Indeed, DMK, and this particular place still suffers from quite a number of human rights problems (which is not to say that the US does not, but that’s for another discussion).

On another note, the two phrases I hope to never hear again anytime soon:
“Evil-Doers”
“Make NO mistake!”

Please, presidential speech writers…stop the madness! Put the comic books away–this is serious business!

On yet another note, how does one measure policy success? I hear this morning on NPR that the last several days of Afghanistan-bombing have been successful, because “we have al-Qaeda on the run in Afghanistan.” Since they have been running around Afghanistan for the past 10 years, I am not sure how this marks a change in status.

If we are campaigning to “drive the terrorists out of their hidden caves” according to Our President, how is bombing not-so-secret radio towers contributing to that? The fact that we’re attacking the network indirectly through the Taliban indicates that we don’t know where the hidden caves are located, and therefore have no way of knowing whether the terrorists have actually vacated the caves, if in fact they were ever hanging about in caves. Unless that information is being withheld. Maybe there are also secret US military people running around Afghanistan, but I suppose the only way we’ll understand in the long run whether or not this particular goal has been met is when we see middle-east/central asia-originated terrorism suddenly end.
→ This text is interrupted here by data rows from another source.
PR #2631, opened 2019-03-15
Fix column references to aliased joins

mtuncer:
This is  continuation of https://github.com/citusdata/citus/pull/2601 

Initial fix did not consider aliased join expressions participating in other joins. Now we walk over join tree trying to find a join with alias defined. If none found we can go deep to the lowest level (relation range table entry) as before.

### DIFF
--- a/src/backend/distributed/planner/query_pushdown_planning.c
+++ b/src/backend/distributed/planner/query_pushdown_planning.c
@@ -80,6 +80,7 @@ static bool IsRecurringRangeTable(List *rangeTable, RecurringTuplesType *recurTy
 static bool HasRecurringTuples(Node *node, RecurringTuplesType *recurType);
 static MultiNode * SubqueryPushdownMultiNodeTree(Query *queryTree);
 static List * FlattenJoinVars(List *columnList, Query *queryTree);
+static Node * FlattenJoinVarsMutator(Node *node, Query *queryTree);
 static void UpdateVarMappingsForExtendedOpNode(List *columnList,
 											   List *flattenedColumnList,
 											   List *subqueryTargetEntryList);
@@ -1582,52 +1583,71 @@ SubqueryPushdownMultiNodeTree(Query *queryTree)
 static List *
 FlattenJoinVars(List *columnList, Query *queryTree)
 {
-	ListCell *columnCell = NULL;
-	List *rteList = queryTree->rtable;
 	List *flattenedExprList = NIL;
 
+	ListCell *columnCell = NULL;
 	foreach(columnCell, columnList)
 	{
-		Var *column = (Var *) lfirst(columnCell);
-		RangeTblEntry *columnRte = NULL;
-		PlannerInfo *root = NULL;
-
-		Assert(IsA(column, Var));
-
-		/*
-		 * if join does not have an alias, it is copied over join rte.
-		 * There is no need to find the JoinExpr to check whether it has
-		 * an alias defined.
-		 *
-		 * We use the planner's flatten_join_alias_vars routine to do
-		 * the flattening; it wants a PlannerInfo root node, which
-		 * fortunately can be mostly dummy.
-		 */
-		columnRte = rt_fetch(column->varno, rteList);
-		if (columnRte->rtekind == RTE_JOIN && columnRte->alias == NULL)
-		{
-			Node *normalizedNode = NULL;
-
-			if (root == NULL)
-			{
-				root = makeNode(PlannerInfo);
-				root->parse = (queryTree);
-				root->planner_cxt = CurrentMemoryContext;
-				root->hasJoinRTEs = true;
-			}
-
-			normalizedNode = strip_implicit_coercions(flatten_join_alias_vars(root,
-																			  (Node *)
-																			  column));
-			flattenedExprList = lappend(flattenedExprList, copyObject(normalizedNode));
-		}
-		else
-		{
-			flattenedExprList = lappend(flattenedExprList, copyObject(column));
-		}
+		Node *column = strip_implicit_coercions(
+			FlattenJoinVarsMutator((Node *) lfirst(columnCell), queryTree));
+		flattenedExprList = lappend(flattenedExprList, copyObject(column));
 	}
 
 	return flattenedExprList;
+}
+
+
+/*
+ * FlattenJoinVarsMutator flattens a single column var as outlined in the caller
+ * function (FlattenJoinVars). It iterates the join tree to find the
+ * lowest Var it can go. This is usually the relation range table var. However
+ * if a join operation is given an alias, iteration stops at that level since the
+ * query can not reference the inner RTE by name if the join is given an alias.
+ */
+static Node *
+FlattenJoinVarsMutator(Node *node, Query *queryTree)
+{
+	if (node == NULL)
+	{
+		return NULL;
+	}
+
+	if (IsA(node, Var))
+	{
+		Var *column = (Var *) node;
+		RangeTblEntry *rte = rt_fetch(column->varno, queryTree->rtable);
+		if (rte->rtekind == RTE_JOIN)
+		{
+			Node *newColumn = NULL;
+
+			/*
+			 * if join has an alias, it is copied over join RTE. We should
+			 * reference this RTE.
+			 */
+			if (rte->alias != NULL)
+			{
+				return (Node *) column;
+			}
+
+			/* join RTE does not have and alias defined at this level, deeper look is needed */
+			Assert(column->varattno > 0);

We MAY be weakening the Taliban, but since toppling them is not priority number one, who knows how that will proceed. 10 years after bombing the snot out of Hussein, he is still creating a mess in Iraq. It would be nice to see the administration come up with a plan for what to do about Afghanistan when the bombing phase of the operation is concluded–are we going to leave the Taliban in place if we get Bin Laden? Are we going to aid the Northern Alliance (wouldn’t that be something - let’s just pretend that their reign of terror in the early 90’s didn’t happen) and let them have another turn at ruining the place?

And in this new climate of “zero-tolerance” of terrorism, I’m curious about the fact that little has been said about home-grown terrorism. After Bin Laden is found, the Orange Order thugs will still insist that marching season HAS to take them directly through the middle of Catholic neighborhoods, and the IRA will continue importing arms from the US and elsewhere. Will the US stop soft-pedaling the intentions of abortion clinic terrorists? Do we plan to root out right-wing militia terrorists? Surely there are other McVeighs in the making out there in Idaho.